PR #190, opened 2026-04-15
feat: startup migration version check (#118)

### LINKED ISSUE #118: feat: startup migration version check
## Problem

Migrations are manual SQL files applied via `psql`. There is no mechanism to detect when deployed code expects a schema version that hasn't been applied to the database. This caused a production outage (2026-03-29) when migration 022 (`auth_method` column) was applied to localhost instead of Neon — the Railway worker crashed on every scheduler tick with `UndefinedColumn`.

## Proposed Solution

On application startup (`src/main.py`), query the `schema_version` table for the latest applied version and compare against an expected version constant in the codebase. If behind, log a clear error and optionally fail fast.

```python
# Example approach
EXPECTED_SCHEMA_VERSION = 22

def check_schema_version():
    current = db.execute("SELECT MAX(version) FROM schema_version").scalar()
    if current < EXPECTED_SCHEMA_VERSION:
        logger.critical(
            f"Database schema is at version {current}, expected {EXPECTED_SCHEMA_VERSION}. "
            f"Apply migrations {current+1} through {EXPECTED_SCHEMA_VERSION}."
        )
        # Option: sys.exit(1) to fail fast, or continue with warning
```

## Context

- Migrations live in `scripts/migrations/001-022_*.sql`
- Schema version tracked in `schema_version` table
- No release phase in `railway.toml` — migrations are applied manually
- Local `.env` points to localhost PostgreSQL; Railway uses Neon — easy to apply to wrong database

## Acceptance Criteria

- [ ] Expected schema version defined as a constant (updated when new migrations are added)
- [ ] Version check runs at startup before scheduler/bot begins
- [ ] Clear log message identifies which migrations are missing
- [ ] Tests verify the check behavior (version match, version mismatch)

chrisrogers37:
## Summary

- Adds schema version validation on worker startup — queries `schema_version` table and compares against migration files in `scripts/migrations/`
- Logs a clear warning if the database is behind (with exact migration range to apply) or ahead of the deployed code
- Non-blocking: mismatches produce warnings, not fatal errors, so the worker can still start

Closes #118

## Test plan

- [x] 8 new unit tests covering: version match, DB behind, DB ahead, no migrations dir, DB error handling
- [x] All 1460 existing unit tests pass
- [x] Lint and format checks pass

### DIFF
--- a/CHANGELOG.md
+++ b/CHANGELOG.md
@@ -7,6 +7,11 @@ and this project adheres to [Semantic Versioning](https://semver.org/spec/v2.0.0
 
 ## [Unreleased]
 
+### Added — Startup Migration Version Check (#118)
+
+- **Schema version validation on startup** — Worker (`main.py`) now queries the `schema_version` table at boot and compares against migration files in `scripts/migrations/`. Logs a clear warning if the database is behind (with the exact migration range to apply) or ahead of the deployed code.
+- **Non-blocking** — Mismatches produce warnings, not fatal errors, so the worker can still start while the operator applies pending migrations.
+
 ### Added — Schedule Optimization Recommendations (#158)
 
 - **Schedule recommendations API** — `GET /api/onboarding/analytics/schedule-recommendations` analyzes posting history to identify optimal posting times. Returns hourly approval rates, day-of-week patterns, and human-readable recommendations (e.g., "Posts at 10:00 have the highest approval rate (94%)").
--- a/src/main.py
+++ b/src/main.py
@@ -536,6 +536,9 @@ async def main_async():
 
     logger.info("✓ Configuration validated successfully")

Work instruction >> Using the material above, filter for lines holding "Logs" and copy each one.

Result below >>
- Logs a clear warning if the database is behind (with exact migration range to apply) or ahead of the deployed code
+- **Schema version validation on startup** — Worker (`main.py`) now queries the `schema_version` table at boot and compares against migration files in `scripts/migrations/`. Logs a clear warning if the database is behind (with the exact migration range to apply) or ahead of the deployed code.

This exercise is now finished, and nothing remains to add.